Running a single target directly
You can run any harness directly with libFuzzer flags:
build/out/fuzz_parse_msgpack tests/fuzz/corpus_msgpack/ \
-max_total_time=120 \
-max_len=4096 \
-print_final_stats=1
Useful libFuzzer flags:
Flag |
Description |
|---|---|
|
Stop after N seconds (0 = indefinite) |
|
Maximum input size in bytes |
|
Run N fuzzing jobs in parallel |
|
Number of parallel worker processes |
|
Print coverage and execution stats at exit |
|
Save crash files to a directory |
See libFuzzer documentation for the full list.
Investigating Crashes
When libFuzzer finds a crash, it writes a reproducer file (e.g., crash-<hash>) to the current directory (or the path set by -artifact_prefix).
Reproducing a crash
Run the harness with the crash file as an argument (not a directory):
build/out/fuzz_parse_msgpack crash-435c5524aa57e3619dd857148000af58d295e4f4
ASan will print a detailed report showing the crash type (heap-buffer-overflow, stack-buffer-overflow, use-after-free, etc.), the exact source location, and a stack trace.
Debugging with lldb
lldb -- build/out/fuzz_parse_msgpack crash-435c5524aa57e3619dd857148000af58d295e4f4
(lldb) run
ASan stops at the exact point of the memory error. Use bt for a backtrace.
Minimizing a crash input
libFuzzer can shrink a crash reproducer to its minimal triggering input:
build/out/fuzz_parse_msgpack -minimize_crash=1 -max_total_time=60 crash-<hash>
Architecture
Sub-makefile design
Fuzz build logic lives in tests/fuzz/Makefile, invoked by the root makefile via:
fuzz:
@$(MAKE) -C tests/fuzz fuzz ROOT=$(CURDIR) BUILD=$(CURDIR)/$(BUILD) OUT=$(CURDIR)/$(OUT) CC=$(CC)
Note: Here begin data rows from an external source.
PR #374, opened 2017-05-24
Add `account` under the event model

brandur-stripe:
The `user_id` field is being renamed to `account`. I've left the `user_id` accessors in here for backwards compatibility.

r? @remi-stripe

### DIFF
--- a/src/test/java/com/stripe/model/EventTest.java
+++ b/src/test/java/com/stripe/model/EventTest.java
@@ -31,11 +31,11 @@ public class EventTest extends BaseStripeTest {
 
 		assertEquals(reserializedEvent.getId(), event.getId());
 		assertEquals(reserializedEvent.getObject(), event.getObject());
+		assertEquals(reserializedEvent.getAccount(), event.getAccount());
 		assertEquals(reserializedEvent.getApiVersion(), event.getApiVersion());
 		assertEquals(reserializedEvent.getCreated(), event.getCreated());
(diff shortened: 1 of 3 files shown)


src/test/java/com/stripe/model/EventTest.java
```diff
@@ -31,11 +31,11 @@ public void serializesToJson() throws IOException {
 
 		assertEquals(reserializedEvent.getId(), event.getId());
 		assertEquals(reserializedEvent.getObject(), event.getObject());
+		assertEquals(reserializedEvent.getAccount(), event.getAccount());
```
remi-stripe: how does the new test works if you haven't changed the fixture's json?

remi-stripe: Update: that test doesn't even support the old `user_id` key so I guess we're good though testing it explicitly might be worth it.

remi-stripe:
LGTM (though a test change wouldn't hurt)

src/test/java/com/stripe/model/EventTest.java
brandur-stripe: I fully admit that it kind of sucks, but it works because both values are `null`.

brandur-stripe: Alright, I updated the fixture in 304fc78.

brandur-stripe:
Lost track of this one a few weeks back unfortunately, but it's out now! Released as 5.1.0.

This keeps the default make / make tests path free of fuzz-related overhead (no Homebrew detection, no LLVM checks). The sub-makefile receives absolute paths for ROOT, BUILD, and OUT so all paths resolve correctly from its working directory (tests/fuzz/).
On macOS, the sub-makefile uses override CC to replace Apple Clang with Homebrew LLVM. The override is necessary because the parent passes CC=clang on the command line, which takes precedence over regular variable assignments in the sub-makefile.